Oh, come on, tell us.
"But I can assure you the entirety of Sun Microsystems is returning to its roots, toward an aggressive engagement with the entirety of the open community. Those of us investing in innovation have nothing to fear - those that are simply resellers or repackagers are going to have a hard time keeping up."
So there you have it. DTrace may or may not end up in the public domain. Glad that's settled.
Sun is backing up the Solaris engineers' promise that DTrace will not take down or hurt a production system in any way. This is good news for customers who might be looking to save costs on test environments. DTrace should cut down on the need to waste time and money creating copies of production systems and trying to force problems on the kit for performance analysis.
In total, the software takes customers one step closer to the fabled utility computing. A modern performance analysis tool, working fast on running systems to increase overall compute capacity. Simple. In addition, it helps save on costs by cutting down on test hardware and by making is possible to get ISVs to fix problems with their code.
Or as Cantrill would say, It slices, it dices, it spins, it whirls.
DTrace is currently available via Sun's Solaris Express  early access program. More information is also available here . The tool only works with Solaris 10, which becomes generally available in January of next year. ®
Here are a couple of last DTrace uses from Aeysis' Jenson.
I looked at one customer's application that was absolutetly dependant of getting the best performance possible. Many people for many years had looked at the app using traditional tools. There was one particular function that was very "hot" - meaning that it was called several million times per second. Of course, everyone knew that being able to inline this function would help, but it was so complex that the compilers would refuse to inline.
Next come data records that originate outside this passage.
PR #17, opened 2016-08-16
Implement MDworkspace slicing

### LINKED ISSUE #12: Support Plotting of 2D MDworkspace in slice viewer

### LINKED ISSUE #30: Implement Input validation ,autocomplete and error display for slicing
If no information is supplied the slice plotter should display a slice spanning the whole data set
If invalid data is supplied the slice is supplied the signal should emit an error signal.

EltayebAhmed:
**To test:**
Load an MD workspace into mslice
specify all 3 binning parameters for for both x and y in slice tab
Then click display slice

Fixes #12 
Fixes #30

### DIFF
--- a/models/slice/mantid_slice_algorithm.py
+++ b/models/slice/mantid_slice_algorithm.py
@@ -36,7 +36,7 @@ class MantidSliceAlgorithm(SliceAlgorithm):
             self._workspace_provider.delete_workspace(slice)
 
         else:
-            raise NotImplementedError('Implement Using Rebin2D')
+            raise NotImplementedError('Slicing workspace2d is not implemented')
             plot_data = []
             for i in range(workspace.getNumberHistograms()-1,-1,-1):
                 plot_data.append(workspace.readY(i))
@@ -56,6 +56,6 @@ class MantidSliceAlgorithm(SliceAlgorithm):
 
     def _fill_in_missing_input(self,axis,workspace):
         if axis.end is None or axis.start is None or axis.step is None:
-            raise NotImplementedError()
+            raise NotImplementedError("Autocompletion of slice params is not completed")
 
 
--- a/models/slice/mantid_slice_algorithm.py
+++ b/models/slice/mantid_slice_algorithm.py
@@ -56,7 +56,6 @@ class MantidSliceAlgorithm(SliceAlgorithm):
         return int(max(1, floor(axis.end - axis.start)/axis.step))
 
     def _fill_in_missing_input(self,axis,workspace):
-        """Deduct Values not supplied by user from workspace"""
-        pass
+        raise NotImplementedError()
 
 
--- a/models/slice/mantid_slice_algorithm.py
+++ b/models/slice/mantid_slice_algorithm.py
@@ -1,0 +1,62 @@
+from slice_algorithm import SliceAlgorithm
+from mantid.simpleapi import BinMD
+from mantid.api import IMDEventWorkspace
+from models.workspacemanager.mantid_workspace_provider import MantidWorkspaceProvider
+from math import floor
+import numpy as np
+
+
+class MantidSliceAlgorithm(SliceAlgorithm):
+    def __init__(self):
+        self._workspace_provider = MantidWorkspaceProvider()
+
+    def compute_slice(self, selected_workspace, x_axis, y_axis, smoothing):
+        workspace = self._workspace_provider.get_workspace_handle(selected_workspace)
+        if isinstance(workspace,IMDEventWorkspace):
+            # TODO implement axis swapping
+            # TODO implement input validation and return appropriate error codes
+            # Deduct values not supplied by user from workspace
+            self._fill_in_missing_input(x_axis, workspace)
+            self._fill_in_missing_input(y_axis, workspace)
+
+            n_x_bins = self._get_number_of_steps(x_axis)
+            n_y_bins = self._get_number_of_steps(y_axis)
+            x_dim = workspace.getDimension(0)
+            y_dim = workspace.getDimension(1)
+            xbinning = x_dim.getName() + "," + str(x_axis.start) + "," + str(x_axis.end) + "," + str(n_x_bins)
+            ybinning = y_dim.getName() + "," + str(y_axis.start) + "," + str(y_axis.end) + "," + str(n_y_bins)
+            slice = BinMD(InputWorkspace=workspace, AxisAligned="1", AlignedDim0=xbinning, AlignedDim1=ybinning)
+            # perform number of events normalization then mask cells where no data was found
+            with np.errstate(invalid='ignore'):
+                plot_data = slice.getSignalArray() / slice.getNumEventsArray()
+            plot_data = np.ma.masked_where(np.isnan(plot_data), plot_data)
+            # The flipud is because mantid plots first row of array at top of plot
+            # rot90 switches the x and y axis to to plot what user expected.
+            plot_data = np.rot90(plot_data)
+            plot_data = np.flipud(plot_data)
+            self._workspace_provider.delete_workspace(slice)
+
+        else:
+            raise NotImplementedError('Implement Using Rebin2D')
+            plot_data = []
+            for i in range(workspace.getNumberHistograms()-1,-1,-1):
+                plot_data.append(workspace.readY(i))
+                x_left = workspace.readX(0)[0]
+                x_right = workspace.readX(0)[-1]
+                y_top = workspace.getNumberHistograms() - 1
+                y_bottom = 0
+
+        return plot_data
+
+    def get_labels(self, workspace, x_axis, y_axis):
+        return 'X', 'Y'
+
+
+    def _get_number_of_steps(self, axis):
+        return int(max(1, floor(axis.end - axis.start)/axis.step))
+
+    def _fill_in_missing_input(self,axis,workspace):
+        """Deduct Values not supplied by user from workspace"""
+        pass
+
+
--- a/models/slice/mantid_slice_algorithm.py
+++ b/models/slice/mantid_slice_algorithm.py
@@ -39,14 +39,6 @@ class MantidSliceAlgorithm(SliceAlgorithm):
 
         else:
             raise NotImplementedError('Slicing workspace2d is not implemented')
-            plot_data = []
-            for i in range(workspace.getNumberHistograms()-1,-1,-1):
-                plot_data.append(workspace.readY(i))
-                x_left = workspace.readX(0)[0]
-                x_right = workspace.readX(0)[-1]
-                y_top = workspace.getNumberHistograms() - 1
-                y_bottom = 0
-
         return plot_data
 
     def get_available_axis(self, selected_workspace):
--- a/models/slice/mantid_slice_algorithm.py
+++ b/models/slice/mantid_slice_algorithm.py
@@ -13,9 +13,6 @@ class MantidSliceAlgorithm(SliceAlgorithm):
     def compute_slice(self, selected_workspace, x_axis, y_axis, smoothing):
         workspace = self._workspace_provider.get_workspace_handle(selected_workspace)
         if isinstance(workspace,IMDEventWorkspace):
-            # TODO implement axis swapping
-            # TODO implement input validation and return appropriate error codes
-            # Deduct values not supplied by user from workspace
             self._fill_in_missing_input(x_axis, workspace)
             self._fill_in_missing_input(y_axis, workspace)
 
@@ -32,7 +29,6 @@ class MantidSliceAlgorithm(SliceAlgorithm):
             with np.errstate(invalid='ignore'):
                 plot_data = slice.getSignalArray() / slice.getNumEventsArray()
             plot_data = np.ma.masked_where(np.isnan(plot_data), plot_data)
-            # The flipud is because mantid plots first row of array at top of plot
             # rot90 switches the x and y axis to to plot what user expected.
             plot_data = np.rot90(plot_data)
             self._workspace_provider.delete_workspace(slice)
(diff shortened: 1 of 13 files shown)


martyngigg:
@EltayebAhmed Does #13 replace this pull request? Can we delete the branch?

EltayebAhmed:
No discovered a bug, I am re opening it now,

martyngigg:
If I specify all 3 slice parameters for both axes then it works fine.

If I leave one of the slice boxes empty then I only receive a Python error message in the terminal. Is there a plan for how we display these errors to users?

martyngigg:
This works well when you use it exactly as you should.

For the cases of bad input, will this be fixed in another issue?

EltayebAhmed:
@martyngigg I intend on doing that once implement #19  so i don't have to change/update it afterwards.
Just opened an issue for it now.
https://github.com/mantidproject/mslice/issues/30

models/slice/matplotlib_slice_plotter.py
```diff
@@ -1,25 +1,97 @@
...
+            # TODO implement axis swapping
+            # TODO implement input validation and return appropriate error codes
+            # Deduct values not supplied by user from workspace
+            self._fill_in_missing_input(x_axis, workspace)
+            self._fill_in_missing_input(y_axis, workspace)
+            error_code = self._validate_input(x_axis,y_axis,intensity_start,intensity_end)
+            if error_code:
+                return error_code
+            # TODO make shown workspaces refresh after this is called
+            n_x_bins = self._get_number_of_steps(x_axis)
```
OwenArnold: I'm not sure about this. There's a lot of massaging of inputs happening outside of our testable zone. There's probably a missing seam in this design.

models/slice/matplotlib_slice_plotter.py
```diff
@@ -1,25 +1,97 @@
...
+            n_y_bins = self._get_number_of_steps(y_axis)
+            x_dim = workspace.getDimension(0)
+            y_dim = workspace.getDimension(1)
+            xbinning = x_dim.getName() + "," + str(x_axis.start) + "," + str(x_axis.end) + "," + str(n_x_bins)
+            ybinning = y_dim.getName() + "," + str(y_axis.start) + "," + str(y_axis.end) + "," + str(n_y_bins)
+            slice = BinMD(InputWorkspace=workspace, AxisAligned="1", AlignedDim0=xbinning, AlignedDim1=ybinning)
```
OwenArnold: Why are we using `BinMD` here and not `CutMD`. I think `CutMD` will treat partial bins correctly. Is this down to a dimensionality issue?

models/slice/matplotlib_slice_plotter.py
```diff
@@ -1,25 +1,97 @@
...
+        return float(x)
+    else:
+        return None
 
 class MatplotlibSlicePlotter(SlicePlotter):
+    def __init__(self):
+        self._workspace_provider = MantidWorkspaceProvider()
+        self._colormaps = ['viridis', 'jet', 'summer', 'winter']
+
     def display_slice(self, selected_workspace, x_axis, y_axis, smoothing, intensity_start, intensity_end, norm_to_one,
```
OwenArnold: I think having a `SlicePlotter` with a `display_slice` is a good design. However this is not just `displaying` the slice it's doing a whole load of computation including manipulating the inputs. I think manipulation of inputs should be done in the presenter or some auxillary method/class in that testable zone.

How about following the `WorkspaceProvider` approach and having a `SlicingAlgorithm` of which your `MantidSlicingAlgorithm` actually runs `BinMD`?

models/slice/matplotlib_slice_plotter.py
EltayebAhmed: @OwenArnold  Yes this is due to dimensionality, Martin said he would have a look at CutMD to see if the issue is resolvable, I am using SliceMD in the mean time

OwenArnold: Ok. That sounds reasonable. We do not want `mslice` to do the job that algorithms should be doing. So manipulation of data should be something that we always push down into algorithms.

models/slice/matplotlib_slice_plotter.py
EltayebAhmed: I am have moved all input validation to the presenter and I am working on the SlicingAlgorithm refactor now

models/slice/slice_algorithm.py
```diff
@@ -0,0 +1,8 @@
+
+
+class SliceAlgorithm(object):
+
+    def compute_slice(self, selected_workspace, x_axis, y_axis, smoothing):
```
OwenArnold: Good

models/slice/matplotlib_slice_plotter.py
```diff
@@ -1,25 +1,22 @@
...
-
-def get_aspect_ratio(workspace):
-    return 'auto'
+from mantid_slice_algorithm import MantidSliceAlgorithm
+from slice_plotter import SlicePlotter
 
 
 class MatplotlibSlicePlotter(SlicePlotter):
+    def __init__(self):
+        self._slice_algorithm = MantidSliceAlgorithm()
```
OwenArnold: I would inject this rather than hard-coding it.

EltayebAhmed:
@martyngigg  is this ready for merging?

EltayebAhmed:
@martyngigg  is this ready for merging now?

models/slice/mantid_slice_algorithm.py
```diff
@@ -0,0 +1,80 @@
...
+                plot_data = slice.getSignalArray() / slice.getNumEventsArray()
+            plot_data = np.ma.masked_where(np.isnan(plot_data), plot_data)
+            # The flipud is because mantid plots first row of array at top of plot
+            # rot90 switches the x and y axis to to plot what user expected.
+            plot_data = np.rot90(plot_data)
+            self._workspace_provider.delete_workspace(slice)
+
+        else:
+            raise NotImplementedError('Slicing workspace2d is not implemented')
+            plot_data = []
```
martyngigg: We should remove the unreachable code or it could cause confusion

presenters/slice_plotter_presenter.py
```diff
@@ -1,13 +1,27 @@
...
 from models.slice.slice_plotter import SlicePlotter
 from views.slice_plotter_view import SlicePlotterView
 from widgets.slice.command import Command
 from validation_decorators import require_main_presenter
 from interfaces.slice_plotter_presenter import SlicePlotterPresenterInterface
 from interfaces.main_presenter import MainPresenterInterface
 
-Axis = namedtuple('Axis', ['units', 'start', 'end', 'step'])
+
+class Axis:
```
martyngigg: This should be a new-style class

models/slice/matplotlib_slice_plotter.py
```diff
@@ -1,25 +1,26 @@
...
-
-
-
-
+            plot_data = self._slice_algorithm.compute_slice(selected_workspace, x_axis, y_axis, smoothing)
+            boundaries = [x_axis.start, x_axis.end, y_axis.start, y_axis.end]
+            if norm_to_one:
+                plot_data = self._slice_algorithm._norm_to_one(plot_data)
+            norm = Normalize(vmin=intensity_start, vmax=intensity_end)
+            plt.imshow(plot_data, extent=boundaries, interpolation='none', aspect='auto', cmap=colourmap, norm=norm)
```
martyngigg: I'm not sure the model is the correct place to perform the display operations? It would seem to me that the we have the part to do with the the data, boundaries etc that belong to a model but the display should be performed by the presenter?

mslice.py
```diff
@@ -6,16 +6,21 @@
...
 
 class MsliceGui(QMainWindow,Ui_MainWindow,MainView):
+
     def __init__(self):
         super(MsliceGui,self).__init__()
         self.setupUi(self)
 
         workspace_presenter = self.wgtWorkspacemanager.get_presenter()
         slice_presenter = self.wgtSlice.get_presenter()
         powder_presneter = self.wgtPowder.get_presenter()
```
martyngigg: There is a minor spelling error here `powder_presneter` -> `powder_presenter`

presenters/slice_plotter_presenter.py
```diff
@@ -27,6 +42,8 @@ def __init__(self, slice_view, slice_plotter):
         self._slice_view = slice_view
         self._main_presenter = None
         self._slice_plotter = slice_plotter
+        colormaps = self._slice_plotter.get_available_colormaps()
```
martyngigg: Good style here using the modelto provide the data that is pushed in to the view.

models/slice/matplotlib_slice_plotter.py
EltayebAhmed: @martyngigg  so the actual call to the plotting library should be in the presenter?

martyngigg: I think so yes. You had a good example in `slice_plotter_presenter.py` where you pull the list of colour maps from the model and then push them to the view with the presenter.

EltayebAhmed: would it be ok to import the plotting library inside the function call ? otherwise running the unittests will require pyqt @martyngigg

EltayebAhmed: is passing the plotting method into the presenters contructor a reasonable workaround

martyngigg: I think I'd be happy with the plotting method passed in as a parameter. That way it can be mocked for the test?

tests/slice_plotter_presenter_test.py
```diff
@@ -17,34 +17,35 @@ def setUp(self):
         # Setting up view for slice plotter window
         self.slice_plotter = mock.create_autospec(SlicePlotter)
         self.slice_view = mock.create_autospec(SlicePlotterView)
+        self.plotting_module = mock.Mock(spec=["imshow","xlabel","ylabel"])
```
EltayebAhmed: This highlights there is no formally defined interface for the module (i am passing in the module because I need 4 functions, and those would be cumbersome to pass is as arguments)
Is this ok? 
Should I create a class containing a subset of the api needed? 
Or would passing in a tuple of parameters suffice?

martyngigg: I think the module can be our interface for now. It allows us to mock out the functions so should be sufficient for testing

EltayebAhmed:
@martyngigg  is this ready for merging?

models/slice/mantid_slice_algorithm.py
martyngigg: There shouldn't be code underneath the exception being raised. It is not clear whether the code is not meant to be there or the exception was accidentally left in place. Can we remove it, pleaes/

martyngigg:
Apart from the point about the doe left around after the exception I think the code looks good.

I'll do some functional testing now.

martyngigg:
I've found an issue that is worth addressing now:
* load a file
* calculate the projection
* select the `_md` workspace
* click display without filling in the parameters
* an error is displayed in the status bar but an empty plot window is generated also

martyngigg:
In addition:
* just filling out the slice parameters still produces an empty plot

Should the intensity be required? I would think we can use the default range of the data for that. Can we pre-populate these fields based on the workspace?

martyngigg:
I think "Norm to 1" should be a check box not a radio button.

martyngigg:
I can't seem to provide any numbers to get it to display a slice. It just keeps saying "invalid parameters for the intensity of the slice"

EltayebAhmed:
@martyngigg which file are you testing with? If no params are supplied it should display a slice with a 100 bins along each axis , each axis spanning exactly the data, and The intensity should go from min(data) to max(data)

EltayebAhmed:
The problem is that you probably have some white space in the intensity boxes (doing so will cause it fail on machine).  I will push a fix for that now

presenters/slice_plotter_presenter.py
```diff
@@ -19,74 +33,138 @@
...
+                                                                                      smoothing, intensity_start,
+                                                                                      intensity_end, norm_to_one,
+                                                                                      colourmap)
+        except NotImplementedError as e:
+            self._slice_view.error(e.message)
+            return
+        try:
+            self._plot_module.imshow(plot_data, extent=boundaries, cmap=colourmap, aspect='auto', norm=norm,
+                                interpolation='none')
+        except ValueError:
```
EltayebAhmed: Apparently matplotlib is throwing a value error
I thought the only case that would happen was if intensity_min> data_max
could you send me the file you are testing with?
@martyngigg

martyngigg:
Just for reference it turned out that I had matplotlib < 1.5 so I did not have the `viridis` colourmap.

Upgrading to mpl 1.5 solved the issue.

Once we implement the features of pre-populating the range text boxes then I think this is done

EltayebAhmed:
@martyngigg  The reason for the existence for a MatplotlibSlicePlotter and a MantidSlice algorithm is because @OwenArnold  suggested it to keep the Mantid stuff and the Matplotlib stuff seperate, now the plotting is done in the presenter, is there any need for two modules? The MatplotlibSlicePlotter is turning into a (needless) wrapper around the MantidSliceAlgorithm

EltayebAhmed:
@martyngigg  auto-populating the intensity boxes would require me to convert to an MDEventsHistogram workspace and carry out numEventsNormalization, Doing so is kind of costly would it be worth caching it? 
Is there a cheaper way of doing this?

EltayebAhmed:
@martyngigg  will now refuse to plot if any of the 6 axis parameters are not specified

martyngigg:
Thanks. Just for information, there's no need to mention the username after the initial mention as I become a participant and will be notified about changes.

It looks like the CI build has failed.

martyngigg:
We're nearly there now. Just the test coverage to sort out and it's ready to merge.

EltayebAhmed:
yes i almost finished

EltayebAhmed:
done

martyngigg:
:+1:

Using DTrace, I instrumented every single assembly instruction in the function. What we found is that 5492 times to 1, there was a short circuit code path that was taken. We created a version of the function that had the short circuit case and then called the "real" function for other cases. This was completely inlinable and resulted in a 47 per cent performance gain.
Certainly, one could argue that if you used a debugger or analyzer you may have been able to come to the same conclusion in time. But who would want to sit and step through a function instruction by inctruction 5493 times? With DTrace, this took literally a ten second DTrace invocation, 2 minutes to craft the test case function, and 3 minutes to test. So in slightly over 5 minutes we had a 47 percent increase in performance.
Another case was one in which we were able to observe a high cross call rate as the result of running a particular application. Cross calls are essentially one CPU asking another to do something. They may or may not be an issue, but previously in was next to impossible (okay, really impossible) to determine their effecs with anything other than a debug version of the kernel. Being able to correlate the cross call directly to application was even more complex. If you had a room full of kernel engineers, each would have theories and plausible explanations, but no hard quantifiable data on what to do and what the impact to performance would be.
Enter DTrace.... With an exceedingly simple command line invocation of DTrace, we were able to quickly identify the line of code, the reason for the cross calls, and the impact on performance. The basic issue was that a very small region of a file was being mmap(2)'d, modified, msync(3C)'d, and then munmap(2)'d. This was basically being done to guarantee that the modified regoin was sync'd to disk.
The munmap(2) was the reason for the cross call and the application could get the same semantics by merely opening the file with O_DSYNC. This change was made and performance increased by almost double (not all from the cross calls, but they were the "footprint" that lead us down this path). So we went from an observable anomaly that previously had no means of analysis to a cause and remediation in less that 10 minutes.